PR #426, opened 2021-09-20
feat: add SideEffect type placeholder for scalasdk

octonato:
not full impl, just so we can use this type when defining the new components Effects

### DIFF
--- a/sdk/scala-sdk/src/main/scala/com/akkaserverless/scalasdk/SideEffect.scala
+++ b/sdk/scala-sdk/src/main/scala/com/akkaserverless/scalasdk/SideEffect.scala
@@ -1,0 +1,51 @@
+/*
+ * Copyright 2021 Lightbend Inc.
+ *
+ * Licensed under the Apache License, Version 2.0 (the "License");
+ * you may not use this file except in compliance with the License.
+ * You may obtain a copy of the License at
+ *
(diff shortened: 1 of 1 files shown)


sdk/scala-sdk/src/main/scala/com/akkaserverless/scalasdk/SideEffect.scala
```diff
@@ -0,0 +1,51 @@
...
+   * Create a side effect of the given service call.
+   *
+   * @param serviceCall
+   *   The service call to effect.
+   * @param synchronous
+   *   Whether this effect should be executed synchronously.
+   * @return
+   *   The side effect.
+   */
+  def of(serviceCall: ServiceCall, synchronous: Boolean): SideEffect = ???
```
patriknw, line 32: Is there a reason for not naming it `apply`?

octonato: yes, me doing mechanical copy-and-paste. 

I will change

octonato: done

patriknw (approved):
LGTM

johanandren (approved):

----

__TASK GOAL__: In the listing above, the line with "I will change" and every line after it must be set down word for word, and no other line.

__WRITTEN ANSWER__:
I will change

octonato: done

patriknw (approved):
LGTM

johanandren (approved):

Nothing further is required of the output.